Ja, merci, mir hat es auch geholfen!  :Smile:  Nur muss ich jetzt noch sehen, dass ich meinen Midisound auch hören kann!  :Wink: 

Ciao,

aleX!

----------

## spirou

Mal so interessehalber: Läuft irgendeines der genannten Programme bei euch stabil? Mit stabil meine ich "deutlich länger als 3 Minuten ohne Absturz"  :Wink: .

Muse: Hab's bisher nicht geschafft, damit irgendwas wiederzugeben. Jackd läuft, aber Muse meldet "Buffer underrun", egal was ich mache.

Ardour: Stürzt meistens schon beim Erstellen eines neuen Projekts gnadenlos ab. Wenn es versehentlich doch mal klappt, schmiert es allerspätestens beim Versuch, irgendeine Einstellung zu ändern ab.

Rosegarden: OK, das lief sogar einigermaßen...zumindest schaffte es mehr als 3 Minuten (dann irgendwann ist es aber auch abgestürzt). Außerdem wirkt es auf mich ein bißchen nostalgisch...irgendwie schaut es aus wie "Twenty Four" auf dem Atari  :Very Happy: .

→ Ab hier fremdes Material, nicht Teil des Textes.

PR #4710, opened 2021-03-26
Allow to override the path to save profile dump 

andypost:
- removes useless dependency
- it will not fail if extra source for xhprof will be missing
- allows to override directory where to save the profile dump

### DIFF
--- a/src/Commands/core/XhprofCommands.php
+++ b/src/Commands/core/XhprofCommands.php
@@ -136,14 +136,17 @@ class XhprofCommands extends DrushCommands
     {
         if (extension_loaded('tideways_xhprof')) {
             $data = \tideways_xhprof_disable();
-            $dir = $this->getConfig()->tmp();
-            $run_id = uniqid();
-            file_put_contents($dir . DIRECTORY_SEPARATOR . $run_id . '.' . $namespace . '.xhprof', serialize($data));
-            return $run_id;
         } else {
-            $xhprof_data = \xhprof_disable();
-            $xhprof_runs = new \XHProfRuns_Default();
-            return $xhprof_runs->save_run($xhprof_data, $namespace);
+            $data = \xhprof_disable();
+            if (class_exists('\XHProfRuns_Default')) {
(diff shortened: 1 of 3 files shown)


src/Commands/core/XhprofCommands.php
```diff
@@ -136,14 +136,17 @@ public function xhprofFinishRun($namespace)
...
-            $xhprof_runs = new \XHProfRuns_Default();
-            return $xhprof_runs->save_run($xhprof_data, $namespace);
+            $data = \xhprof_disable();
+            if (class_exists('\XHProfRuns_Default')) {
+                $xhprof_runs = new \XHProfRuns_Default($this->getConfig()->get('xh.path'));
+                return $xhprof_runs->save_run($data, $namespace);
+            }
         }
+        $config = $this->getConfig();
+        $dir = $config->get('xh.path', $config->tmp());
```
andypost, line 147: Maybe better to use `xh.output-dir` for option?

andypost: less to type sounds better

weitzman:
IMO _lox/xhprof_ is not a useless dependency. With it, sites can use XHProf UI without any more software. Removing it is a DX regression. One fewer dependency is always nice, though I note that this one has never caused a single bug report.

> it will not fail if extra source for xhprof will be missing

Can you elaborate?

> allows to override directory where to save the profile dump

Drush is currently out of the game if caring about output path. We delegate that to lox/xhprof so I dont love adding this.

andypost:
@weitzman this is require-dev dependency so it never installed except drush tests

weitzman:
Oh, that would explain the lack of bug reports :)

andypost:
> never caused a single bug report.

Because it never used to work( 

Moreover the only working profiler for php8 is tideways which has to put everything into tmp, and xhprof has the setting only for scripts https://github.com/longxinH/xhprof/blob/master/extension/xhprof.c#L110

The real problem with lox is it's not maintained (outdated for 5 years) over xhprof from pecl https://github.com/lox/xhprof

Protux: Sehr genial, aber leider auch alles andere als stabil. Abstürze sind auch hier leider an der Tagesordnung (zumindest hier bei mir).

Sogar Freeverb ist bei mir unbrauchbar: Die Halldauer läßt sich nicht einstellen. Der Regler ist da, macht aber einfach nix. Naja, über die Klangqualität der restlichen LADSPA-Plugins braucht man glaub ich noch nicht ernsthaft diskutieren.

Ich hab sonst überhaupt keine Probleme mit der Stabilität von anderen Programmen, meine Sound-Hardware wird eigentlich auch gut unterstützt (RME Hammerfall), unter Windows wird die Hardware mittels Cubase SX und Samplitude heftigst ausgereizt. Deshalb glaube ich nicht an Hardwareprobleme.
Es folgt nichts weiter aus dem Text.